Should we add Elastic for our very simple searches on metadata fields that have a few words (<10) such as titles? Does this constitute requiring "Full Text Search"?
We have a database w/ postgres to store all our metadata. Most of our searches are filters for exact matches, but we have some metadata fields that are unstructured text, such as titles. I don't currently expect us to need to search for text beyond a few words per field (titles, artists, taglines, etc...). We also need to to filter or sort by date ranges, region, duration, etc...
For those fields that have a few words, I believe we would still want to do some analysis
like lowercasing, removing punctuation, and tokenization. Then do we really need elasticsearch w/ full blown TF/IDF, scoring, boosting, etc... or are there some simple things that could be done to augment our metadata database?
With postgresql supporting simpler functionality through LIKE, ~, etc.. and more extensive full text search features, the decision between ES vs postgres appears more nuanced.

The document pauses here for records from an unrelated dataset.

PR #13803, opened 2023-04-20
[1/n][Runs Table v2] Duplicate RunsRoot and RunsFilterInput so that we can gate new changes

salazarm:
## Summary & Motivation

We want to gate the new Runs changes being made in https://github.com/dagster-io/dagster/pull/13758/ and https://github.com/dagster-io/dagster/pull/13758/ 

To that end, since all of the changes are in RunsRoot, RunsFilterInput and RunsTable, I'm duplicating these files and will make the changes to these files to make it easier to review what actually changed.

We ideally want to reduce latency for when reads reflect writes in our system. We have a low QPS service that serves users within a fixed region, but users can make rather large writes. Ideally that latency would be reduced, as we don't want to confuse users that their reads did not occur. ES currently adds to that latency, because we currently scan for updates in postgres, create the updated document, and push to ES.
For our cases, we want high precision and are okay with lower recall. But if the word is mistyped (e.g. "are not" versus "aren't") for a title, then it's a case where we actually want to recall the correct form. We don't care for documents that might have a few of the words for the most part, so this is what I mean by "lower recall".